My excitement seems to have bled over to her, and to her husband. Tomorrow when she goes to Ladies Night at the indoor range to practice with her Bersa, Husband will be following to get instructions on shooting his Colt.

I offered to buy it from him.

No word back on that. :smt022

WM


----------



## Baldy (Jun 21, 2006)

Hey Wondering Man put a bug in his wifes ear about them old Colts been known to blow up. Might get a call to come and get it.:smt082 Naw just kidding. I would say that is a family heirloom and might be a hard one to get. Main thing just keep the folks a shooting and having fun.:smt023


----------



## Wandering Man (Jul 9, 2006)

Baldy said:


> Hey Wondering Man put a bug in his wifes ear about them old Colts been known to blow up. Might get a call to come and get it.


I like that idea! :smt023 Wish I'd thought of it sooner.

I would love to be a fly on the wall when that couple shows up at the range.

Then I'd like to invite myself over to shoot the gun, but we've got company coming tomorrow evening.

WM


----------



## Baldy (Jun 21, 2006)

Take them with ya. The more the merrier. Have a shoot out instead of a cook out.


----------



## Wandering Man (Jul 9, 2006)

Well, the gun came back into my hands today. The owner's wife took it apart and cleaned it ... then couldn't get it back together.

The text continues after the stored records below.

PR #10456, opened 2025-03-21
Fix needs-stack-map propagation for variables' SSA block params

### LINKED ISSUE #10397: [GC] id from different slab
### Test Case

[slab-mismatch.zip](https://github.com/user-attachments/files/19246260/slab-mismatch.zip)

### Steps to Reproduce

Run the following command:
```
./target/debug/wasmtime  -W=all-proposals=y slab-mismatch.wasm
```

### Expected Results

It should not crash.

### Actual Results

We get a panic:
```
thread 'main' panicked at /home/jerome/sources/wasmtime/crates/slab/src/lib.rs:387:14:
id from different slab
```

### Versions and Environment

Wasmtime commit: a3381e48775912a3e1a68c05180932f3ce74c5b4

Operating system: Linux

Architecture: x64

### LINKED ISSUE #10398: [GC] assertion failed: `types.is_subtype(actual_ty, expected_ty)`
### Test Case

[subtype.zip](https://github.com/user-attachments/files/19246790/subtype.zip)

### Steps to Reproduce

Run the following command:
```
./target/debug/wasmtime  -W=all-proposals=y subtype.wasm
```

### Expected Results

It should not crash.

### Actual Results

We get a panic:
```
thread 'main' panicked at crates/wasmtime/src/runtime/vm/gc/func_ref.rs:81:13:
assertion failed: types.is_subtype(actual_ty, expected_ty)
```

### Versions and Environment

Wasmtime commit: a3381e48775912a3e1a68c05180932f3ce74c5b4

Operating system: Linux

Architecture: x64

### LINKED ISSUE #10399: [gc] Panic: every on-stack gc_ref inside a Wasm frame should have an entry in the VMGcRefActivationsTable
### Test Case

[not-in-table.zip](https://github.com/user-attachments/files/19248004/not-in-table.zip)

### Steps to Reproduce

Run the following command:
```
./target/debug/wasmtime  -W=all-proposals=y not-in-table.wasm
```

### Expected Results

It should not crash.

### Actual Results

We get a panic:
```
thread 'main' panicked at crates/wasmtime/src/runtime/vm/gc/enabled/drc.rs:239:13:
every on-stack gc_ref inside a Wasm frame should have an entry in the VMGcRefActivationsTable; 0x110 is not in the table
```

### Versions and Environment

Wasmtime commit: a3381e48775912a3e1a68c05180932f3ce74c5b4

Operating system: Linux

Architecture: x64

fitzgen:
We were previously propagating the needs-inclusion-in-stack-maps bit from a variable to the values resulting from `builder.use_var(my_var)` and passed to `builder.def_var(my_var, my_val)`. However, that does not cover every `ir::Value` generated for a given `ir::Variable`: it is missing block parameters that the SSA builder inserted and which are *not* then used directly as the result of `use_var`, but instead passed as arguments another block, and that block's parameter is then directly or indirectly used as the result of `builder.use_var(...)`. This chaining can go arbitrarily deep, based on the program's control flow. By not marking these block parameters as needing inclusion in stack maps, our stack maps would be incomplete, which meant that the GC could too-eagerly collect objects, which meant that we would then get use-after-free GC heap corruption bugs (still limited to within the GC heap because of our sandboxing approach) that would ultimately become (safe) panics when runtime code operated on corrupted objects.

The solution is for the `SSABuilder` to report all the block parameters that it inserted, and for which `ir::Variable` it inserted them. We already have a summary of the mutations that an `SSABuilder` performed, `SideEffects`, and which must be handled by the `FunctionBuilder` after, e.g., sealing a block, so we add this block-param-and-var information to it. Now, after the `FunctionBuilder` has the `SSABuilder` do its thing, it handles fixing up not only the modified blocks' status, which it was doing before, but also propagates the needs-inclusion-in-stack-maps metadata from variables to all those freshly-inserted block parameter values.

After this change, we successfully include *all* of a needs-inclusion-in-stack-maps variable's values in stack maps, which avoids the over-eager object reclamation and associated GC heap corruption.

Fixes #10397
Fixes #10398
Fixes #10399

### DIFF
--- a/cranelift/frontend/src/frontend.rs
+++ b/cranelift/frontend/src/frontend.rs
@@ -473,10 +473,10 @@ impl<'a> FunctionBuilder<'a> {
         };
         self.handle_ssa_side_effects(side_effects);
 
-        // If the variable was declared as needing stack maps, then propagate
-        // that requirement to all values derived from using the variable.
-        if self.func_ctx.stack_map_vars.contains(var) {
-            self.declare_value_needs_stack_map(val);
+        // If the variable was declared as needing stack maps, then we should
+        // have propagated that to the value as well.
+        if cfg!(debug_assertions) && self.func_ctx.stack_map_vars.contains(var) {
+            assert!(self.func_ctx.stack_map_values.contains(val));
         }
 
         Ok(val)
@@ -1178,9 +1178,24 @@ impl<'a> FunctionBuilder<'a> {
     }
 
     fn handle_ssa_side_effects(&mut self, side_effects: SideEffects) {
-        for modified_block in side_effects.instructions_added_to_blocks {
+        let SideEffects {
+            instructions_added_to_blocks,
+            params_added_to_blocks,
+        } = side_effects;
+
+        for modified_block in instructions_added_to_blocks {
             if self.is_pristine(modified_block) {
                 self.func_ctx.status[modified_block] = BlockStatus::Partial;
+            }
+        }
+
+        // Propagate needs-inclusion-in-stack-maps metadata from variables to
+        // their block parameter SSA values.
+        if !self.func_ctx.stack_map_vars.is_empty() {
+            for (val, var) in params_added_to_blocks {
+                if self.func_ctx.stack_map_vars.contains(var) {
+                    self.func_ctx.stack_map_values.insert(val);
+                }
             }
         }
     }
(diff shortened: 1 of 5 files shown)


cfallin (approved):
LGTM -- thanks for the thorough unit test!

I put it together for her, and looked at the serial number. 

It starts with 303xxx. Anyone have any ideas about the age of this animal?

All it says is COLT NATIONAL MATCH on one side. The other side lists patent dates. 

Thanks,

WM


----------



## Baldy (Jun 21, 2006)

I would say late 1969 from your number. That is a good one tell them to offer it to you first if they sell. They don't make them like that anymore. Good luck.


----------



## Wandering Man (Jul 9, 2006)

Thanks Baldy.

I understand that they offered to give him an appraisal when he went to shoot the thing for the first time a couple of weeks ago. 

He refused, using the logic that it belonged to his father, he didn't care what it was worth as it was priceless to him, and he would keep it until he died.

I think he also still has the first car he ever owned, and his first pair of shoes. He doesn't give things up easily.

My only chance at it is if he dies first, and I can sweet talk his widow into selling it to me. :mrgreen:

WM


----------



## Baldy (Jun 21, 2006)

Good man. I don't see how some of these guys can sell grandpa's pistol that he fought with in WW II or one that he cherish and had all his life. Even if I cared nothing about it I would save it for my son/daughter before I would sell it. I guess I am to big into family to let money get in my way. Good shooting.


----------



## 0440 (Dec 3, 2007)

a farmer who lets us shoot on his lease land brought a pistol over to our club (shooting) barn. It was a National Match 45. It was near mint. It was enscribed with a Marien corps Captain's name. Just for kicks I looked up the captain's name on my computer. Lo and behold he was listed. In WW1 he won the Medal of Honor twice. Once from the marine corps and also from the Navy. Copied the captains bio from the computer and gave it to the farmer to keep with his gun. At that time I believed his gun worth $4,000. Now believe worth more. Think serial number went back to the 30's, not sure. Naturally he will not sell it. Note too, if you take the retainer off the firing pin on rear of slide you will note the serial number. That is how it is known if slide matches frame.........Oh Yes, he let me (and he) fire 5 shots. I swear with a little practice I could dot an i at 15 yards. It shot so straight....................just info to share........


----------



## bryce25 (Jan 24, 2008)

Iown a1957 national match, that Ibought at a little shop in Kingsville texas in 1971. Iwas in the Navy staitioned their at the time.It's one of my favorite shooters. Still atack driverand has about 90%original bluing.


----------